For dates, the ancients looked to the stars and the seasons. A cross quarter date is the day which falls halfway between an equinox and a solstice, and Halloween is roughly one of those. Computing these days would be relatively easy based on observations of the sun and stars, and it’s perfectly logical to believe that this cross quarter date, October 31, would be the Samhain that the ancients celebrated.

So it’s also logical to assume that this would be the evening when the veil between this world and the next would be lifted.

Except the year doesn’t last exactly 365 days, and so over time the calendar began to drift away from the actual seasons. So the calendar was adjusted, and leap year thrown in to keep things on an even keel. The result being that the day that the ancients celebrated as Samhain based on this theory, the cross quarter holiday, now falls on or about November 7.

If paganism had descended with its neolithic beliefs somehow intact, they would have known this. Because they would have seen it in the celestial alignments. But that knowledge was long lost by the time the church started tinkering with the calendar. The date wasn’t adjusted because by then, people had forgotten an accurate date was important.  

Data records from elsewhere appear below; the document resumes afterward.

Issue #919, opened 2024-03-26
`iter_label` interface should be implemented in `IndexBase`


flexatone:
```
    @property
    def iter_label(self) -> IterNodeDepthLevel[tp.Any]:
```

The constellation the Pleiades would have been visible directly overhead during the feast of Samhain in neolithic times, and might well have acted as a marker for keeping the date accurate. If so, over time, this connection appears to have been lost, and Samhain came to be celebrated the same day as Halloween based on a fixed calendar. If it was still based on celestial observations, the proper date for Samhain would be in November.

Dating Samhain by the Pleiades

The Pleiades is a constellation which is visible from the North Pole to the tip of Africa. Also known as the Seven Sisters for the seven stars most prominently visible, it’s nearly always there if you look for it. 

The ancients, from Greece to South America venerated and sometimes feared the Pleiades. Some said that it was at this time that the ancient cataclysms occurred, as well as future ones, so it could be a time of fear and dread. Many cultures, including European cultures connected the constellation with the dead, and when they were overhead, the veil between the worlds was growing thinner.

On the night when they were directly overhead at midnight the veil was at its thinnest, and the dead could leave their graves and once more walk the earth. Sound familiar?

The Pleiades were directly overhead coincidently enough, about the same time as the cross quarter celebrations which we now equate with Halloween. In fact, for a couple hundred years before the introduction of the Gregorian calendar, which we use now, October 31 found them at their highest point. Today it’s on or about the night of November 20/21.

Prior to the tenth century, All Souls Days was observed at various times during the year. The date of November 2 was standardized by the Catholic church at that time, and All Saints Day moved to November 1, creating a three day celebration to supplant the three day festival of Samhain, already being observed. This essentially gave a Christian cover to the old practice of honoring the dead during this part of the year that had existed since pagan times.

How Halloween supplanted the date of Samhain

Halloween is of course, October 31, a set date. It got its start because of the proximity to a holy day, or holy days which began on November 1. Hence the name Halloween, short for All Hallows evening. November 1 is the feast of All Hallows or All Martyrs, the beginning of Allhallowtide, a time set aside for remembering the dead in Western Christianity.  November 2 is All Souls Day, a day for remembering all the dead. In early Christianity it was commonplace for a vigil to be held the evening before a holy day, and so Halloween, a holy evening was born.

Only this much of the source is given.